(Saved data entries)
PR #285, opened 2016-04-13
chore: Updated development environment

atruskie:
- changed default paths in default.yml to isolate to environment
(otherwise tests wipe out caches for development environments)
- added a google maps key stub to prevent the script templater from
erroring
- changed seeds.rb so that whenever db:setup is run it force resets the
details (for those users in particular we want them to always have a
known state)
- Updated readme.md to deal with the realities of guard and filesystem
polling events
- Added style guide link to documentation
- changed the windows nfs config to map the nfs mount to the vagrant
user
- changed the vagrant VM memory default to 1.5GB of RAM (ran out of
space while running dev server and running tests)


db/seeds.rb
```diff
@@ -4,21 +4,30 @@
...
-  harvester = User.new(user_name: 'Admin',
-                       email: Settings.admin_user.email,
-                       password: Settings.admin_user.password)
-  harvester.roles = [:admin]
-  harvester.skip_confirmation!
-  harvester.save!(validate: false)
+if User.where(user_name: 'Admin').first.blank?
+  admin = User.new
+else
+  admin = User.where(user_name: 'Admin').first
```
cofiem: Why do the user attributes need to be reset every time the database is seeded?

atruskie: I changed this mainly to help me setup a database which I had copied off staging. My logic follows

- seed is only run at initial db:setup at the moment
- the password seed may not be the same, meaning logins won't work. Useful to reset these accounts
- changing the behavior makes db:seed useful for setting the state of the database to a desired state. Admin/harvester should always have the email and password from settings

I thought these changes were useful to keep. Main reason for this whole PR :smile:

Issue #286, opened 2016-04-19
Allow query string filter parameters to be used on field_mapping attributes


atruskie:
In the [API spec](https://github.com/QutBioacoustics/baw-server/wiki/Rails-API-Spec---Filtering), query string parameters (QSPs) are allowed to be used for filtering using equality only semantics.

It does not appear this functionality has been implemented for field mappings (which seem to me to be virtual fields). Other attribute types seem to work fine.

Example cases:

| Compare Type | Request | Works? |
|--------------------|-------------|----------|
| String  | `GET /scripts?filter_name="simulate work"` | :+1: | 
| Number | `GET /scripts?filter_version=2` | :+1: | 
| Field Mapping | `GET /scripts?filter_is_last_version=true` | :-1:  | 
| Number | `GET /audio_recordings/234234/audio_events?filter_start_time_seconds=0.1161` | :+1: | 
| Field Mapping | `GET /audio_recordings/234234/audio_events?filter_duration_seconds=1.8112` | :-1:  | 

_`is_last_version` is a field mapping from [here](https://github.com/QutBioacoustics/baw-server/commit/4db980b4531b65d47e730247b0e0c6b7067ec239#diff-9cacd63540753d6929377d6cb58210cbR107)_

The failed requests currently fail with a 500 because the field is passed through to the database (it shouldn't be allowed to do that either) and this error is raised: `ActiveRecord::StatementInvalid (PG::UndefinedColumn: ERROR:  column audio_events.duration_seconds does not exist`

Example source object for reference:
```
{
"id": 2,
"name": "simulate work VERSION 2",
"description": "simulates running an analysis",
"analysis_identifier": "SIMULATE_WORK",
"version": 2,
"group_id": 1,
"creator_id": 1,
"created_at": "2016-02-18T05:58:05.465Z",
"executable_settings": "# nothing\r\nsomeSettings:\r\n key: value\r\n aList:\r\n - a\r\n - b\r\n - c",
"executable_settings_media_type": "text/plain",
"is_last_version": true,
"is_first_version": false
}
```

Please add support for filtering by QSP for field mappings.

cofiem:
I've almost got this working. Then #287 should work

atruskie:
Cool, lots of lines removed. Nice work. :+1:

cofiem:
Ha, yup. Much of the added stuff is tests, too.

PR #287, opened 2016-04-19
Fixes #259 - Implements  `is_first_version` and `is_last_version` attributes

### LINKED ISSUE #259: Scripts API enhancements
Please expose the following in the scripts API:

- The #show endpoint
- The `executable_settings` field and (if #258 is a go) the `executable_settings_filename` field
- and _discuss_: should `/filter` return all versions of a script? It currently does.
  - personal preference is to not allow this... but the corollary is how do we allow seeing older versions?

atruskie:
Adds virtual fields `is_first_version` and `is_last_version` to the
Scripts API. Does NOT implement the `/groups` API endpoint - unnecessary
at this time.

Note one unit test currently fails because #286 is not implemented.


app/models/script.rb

### [WHAT YOU NEED TO DO]
Set every record down word for word, omitting none.

### [ANSWER SPACE]
PR #285, opened 2016-04-13
chore: Updated development environment

atruskie:
- changed default paths in default.yml to isolate to environment
(otherwise tests wipe out caches for development environments)
- added a google maps key stub to prevent the script templater from
erroring
- changed seeds.rb so that whenever db:setup is run it force resets the
details (for those users in particular we want them to always have a
known state)
- Updated readme.md to deal with the realities of guard and filesystem
polling events
- Added style guide link to documentation
- changed the windows nfs config to map the nfs mount to the vagrant
user
- changed the vagrant VM memory default to 1.5GB of RAM (ran out of
space while running dev server and running tests)


db/seeds.rb
```diff
@@ -4,21 +4,30 @@
...
-  harvester = User.new(user_name: 'Admin',
-                       email: Settings.admin_user.email,
-                       password: Settings.admin_user.password)
-  harvester.roles = [:admin]
-  harvester.skip_confirmation!
-  harvester.save!(validate: false)
+if User.where(user_name: 'Admin').first.blank?
+  admin = User.new
+else
+  admin = User.where(user_name: 'Admin').first
```
cofiem: Why do the user attributes need to be reset every time the database is seeded?

atruskie: I changed this mainly to help me setup a database which I had copied off staging. My logic follows

- seed is only run at initial db:setup at the moment
- the password seed may not be the same, meaning logins won't work. Useful to reset these accounts
- changing the behavior makes db:seed useful for setting the state of the database to a desired state. Admin/harvester should always have the email and password from settings

I thought these changes were useful to keep. Main reason for this whole PR :smile:

Issue #286, opened 2016-04-19
Allow query string filter parameters to be used on field_mapping attributes


atruskie:
In the [API spec](https://github.com/QutBioacoustics/baw-server/wiki/Rails-API-Spec---Filtering), query string parameters (QSPs) are allowed to be used for filtering using equality only semantics.

It does not appear this functionality has been implemented for field mappings (which seem to me to be virtual fields). Other attribute types seem to work fine.

Example cases:

| Compare Type | Request | Works? |
|--------------------|-------------|----------|
| String  | `GET /scripts?filter_name="simulate work"` | :+1: | 
| Number | `GET /scripts?filter_version=2` | :+1: | 
| Field Mapping | `GET /scripts?filter_is_last_version=true` | :-1:  | 
| Number | `GET /audio_recordings/234234/audio_events?filter_start_time_seconds=0.1161` | :+1: | 
| Field Mapping | `GET /audio_recordings/234234/audio_events?filter_duration_seconds=1.8112` | :-1:  | 

_`is_last_version` is a field mapping from [here](https://github.com/QutBioacoustics/baw-server/commit/4db980b4531b65d47e730247b0e0c6b7067ec239#diff-9cacd63540753d6929377d6cb58210cbR107)_

The failed requests currently fail with a 500 because the field is passed through to the database (it shouldn't be allowed to do that either) and this error is raised: `ActiveRecord::StatementInvalid (PG::UndefinedColumn: ERROR:  column audio_events.duration_seconds does not exist`

Example source object for reference:
```
{
"id": 2,
"name": "simulate work VERSION 2",
"description": "simulates running an analysis",
"analysis_identifier": "SIMULATE_WORK",
"version": 2,
"group_id": 1,
"creator_id": 1,
"created_at": "2016-02-18T05:58:05.465Z",
"executable_settings": "# nothing\r\nsomeSettings:\r\n key: value\r\n aList:\r\n - a\r\n - b\r\n - c",
"executable_settings_media_type": "text/plain",
"is_last_version": true,
"is_first_version": false
}
```

Please add support for filtering by QSP for field mappings.

cofiem:
I've almost got this working. Then #287 should work

atruskie:
Cool, lots of lines removed. Nice work. :+1:

cofiem:
Ha, yup. Much of the added stuff is tests, too.

PR #287, opened 2016-04-19
Fixes #259 - Implements  `is_first_version` and `is_last_version` attributes

### LINKED ISSUE #259: Scripts API enhancements
Please expose the following in the scripts API:

- The #show endpoint
- The `executable_settings` field and (if #258 is a go) the `executable_settings_filename` field
- and _discuss_: should `/filter` return all versions of a script? It currently does.
  - personal preference is to not allow this... but the corollary is how do we allow seeing older versions?

atruskie:
Adds virtual fields `is_first_version` and `is_last_version` to the
Scripts API. Does NOT implement the `/groups` API endpoint - unnecessary
at this time.

Note one unit test currently fails because #286 is not implemented.


app/models/script.rb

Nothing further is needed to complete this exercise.